The campaign is seeking to reverse three cases decided by the state Supreme Court just before and after the 2020 presidential election that "unlawfully" changed the mail-in voting laws, arguing that the Supreme Court's decisions violated Article II of the Constitution and the Bush v. Gore ruling of 2000.

The lawsuit is seeking “all appropriate remedies,” which includes the vacating of electors that were committed to Joe Biden and allowing the Pennsylvania Legislature to call up their own electors. With the Electoral College voting on December 14, the Pennsylvania Republican Party said its own voters had voted for Trump and Vice President Mike Pence to sustain legal challenges in the state.

Former New York City Mayor Rudy Giuliani stated regarding the case “The Campaign also moved for expedited consideration, asking the Supreme Court to order responses by December 23 and a reply by December 24 to allow the U.S. Supreme Court to rule before Congress meets on January 6 to consider the votes of the electoral college." He also added “This represents the Campaign’s first independent U.S. Supreme Court filing and seeks relief based on the same Constitutional arguments successfully raised in Bush v. Gore.”

In addition, the lawsuit will seek to reverse several decisions that have undone Pennsylvania lawmakers' protections against absentee ballot fraud.

The lawsuit states that these laws prohibited election officials from checking whether ballots sent by mail during election day were genuine, deprived certain campaigns of the right to challenge ballots if they were canvassed for forged signatures or other issues, barred election observers from getting close enough to the vote count in some areas, such as Philadelphia, and eliminated the legal requirement that voters must properly sign, address, and date postal ballots.

Trump’s lawyer John Eastman said that “Collectively, these three decisions resulted in counting approximately 2.6 million mail ballots in violation of the law as enacted by the Pennsylvania Legislature,” adding there are more than enough ballots involved to affect the final election outcome.

Eastman requested that the Supreme Court require Secretary of the Commonwealth Kathy Boockvar to respond to the campaign's submission by noon December 23. Boockvar's office did not respond to a request for comment by the press deadline.
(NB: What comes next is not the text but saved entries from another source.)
PR #40672, opened 2022-01-27
[9.x] Resolving Paths using basePath function.

4m1n0s:
Resolving paths using basePath is more cleaner.


taylorotwell:
If the code works I'm not changing it atm.

PR #41344, opened 2022-03-04
[9.x] Adds partial queue faking

yoeriboven:
This PR allows you to only fake certain jobs.

Useful if you want to test if one job dispatches another job.

```php
<?php

namespace App\Jobs;

use ...

class ParentJob
{
    public function handle() 
    {
        ChildJob::dispatch();
    }
}
```

```php
/** @test */
public function it_dispatches_another_job()
{
    Queue::fake(ChildJob::class);

    ParentJob::dispatch();

    Queue::assertPushed(ChildJob::class);
}
```

When using `Queue::fake()` all jobs will be faked. Therefore the `ParentJob` won't run and will never dispatch the `ChildJob`.

With this addition you can choose which job to fake. Not passing a parameter will fake all jobs like before.

**Example:** I run a web scraper which scrapes the homepage of a news site in a job. That job will then dispatch a job for every article it found.

### DIFF
--- a/src/Illuminate/Bus/BusServiceProvider.php
+++ b/src/Illuminate/Bus/BusServiceProvider.php
@@ -18,8 +18,8 @@ class BusServiceProvider extends ServiceProvider implements DeferrableProvider
     public function register()
     {
         $this->app->singleton(Dispatcher::class, function ($app) {
-            return new Dispatcher($app, function ($connection = null) use ($app) {
-                return $app[QueueFactoryContract::class]->connection($connection);
+            return new Dispatcher($app, function ($connection = null, $job = null) use ($app) {
+                return $app[QueueFactoryContract::class]->connection($connection, $job);
             });
         });
 
--- a/src/Illuminate/Bus/Dispatcher.php
+++ b/src/Illuminate/Bus/Dispatcher.php
@@ -216,7 +216,7 @@ class Dispatcher implements QueueingDispatcher
     {
         $connection = $command->connection ?? null;
 
-        $queue = call_user_func($this->queueResolver, $connection);
+        $queue = call_user_func($this->queueResolver, $connection, $command);
 
         if (! $queue instanceof Queue) {
             throw new RuntimeException('Queue resolver did not return a Queue implementation.');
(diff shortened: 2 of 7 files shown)


taylorotwell:
One potential problem I see here is the following situation:

```php
Queue::fake(ChildJob::class);

ParentJob::dispatch()->onConnection('non-default-connection');
```

The `ParentJob` would be dispatched, but to the wrong connection, because `QueueFake::connection` just returns `$this`.

yoeriboven:
I'm not sure I understand what's the problem.

Don't we want to run `ParentJob` on the queue driver defined in `phpunit.xml` in that case? (usually `sync`) Else you'll have to have a queue worker running as well, right?

taylorotwell:
The queue driver in the `phpunit.xml` is just the default driver. It is possible applications are actually running a queue driver during some integration tests... just thinking of all the possible issues. 🤷‍♂️

taylorotwell:
OK - just thinking through this from the very beginning.

I would test your original example like so:

```php
Queue::fake();

$parentJob = new ParentJob;
$parentJob->handle();

Queue::assertPushed(ChildJob::class);
```

Is there another example you are trying to test that isn't currently already possible?

yoeriboven:
In that example you'd lose automatic dependency injection in the `handle` method. I guess you could do it in the constructor but you'll quickly get a lot of parameters in your constructor that way.

The example that made me attempt this PR is when using batches. When you want to test that a job is added to a batch.

```php
class ParentJob
{
    use Batchable, Dispatchable, InteractsWithQueue, Queueable, SerializesModels;

    public function handle() 
    {
        $this->batch()->add(new ChildJob);
    }
{
```
```php
Queue::fake();

Bus::batch(new ParentJob)->dispatch();

Queue::assertPushed(ChildJob::class);
```

You can't do `(new ParentJob)->handle()` because it is not part of a batch. When only faking `ChildJob` and executing ParentJob you can assert that it was pushed to the queue.

Thinking of it we could also add this:

```php
Queue::fake(ChildJob::class);

$batch = Bus::batch(new ParentJob)->dispatch();

Queue::assertAddedToBatch($batch, ChildJob::class);
```

taylorotwell:
Added here: https://github.com/laravel/framework/pull/41425

Thanks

Earlier this month, the Supreme Court declined to hear a lawsuit filed by Texas Attorney General Ken Paxton against Pennsylvania, Georgia, Michigan, and Wisconsin, claiming that those states made unconstitutional changes to their election laws. In a 7-2 ruling not to hear the case, the court said Texas lacked standing, which Trump and other conservatives condemned.

Meanwhile, Republican Mike Kelly of Pennsylvania, filed a lawsuit against the state's top executive, claiming that it has unconstitutionally changed its absentee ballot laws, after the Supreme Court previously denied the group's request for an immediate injunction. This was done to prevent Pennsylvania from taking additional steps to confirm the 2020 election results.

Kelly's attorneys filed a motion for a writ of certiorari on December 11, which is when an appellate court decides to review a case at its discretion, but was docketed on December 15 by the court, which argued the Pennsylvania Supreme Court was wrong to dismiss their case because the judges thought the plaintiffs had filed their case with unwarranted delay.

The petition read “This Court should not turn a blind eye to unconstitutional election laws that permit massive vote dilution and have a significant impact on election outcomes, as the Pennsylvania Supreme Court did.”

The lawsuit alleges that the law is another illegal attempt to override the restrictions on absentee ballots enshrined in the Pennsylvania Constitution without first following the necessary constitutional amendment process to allow the expansion.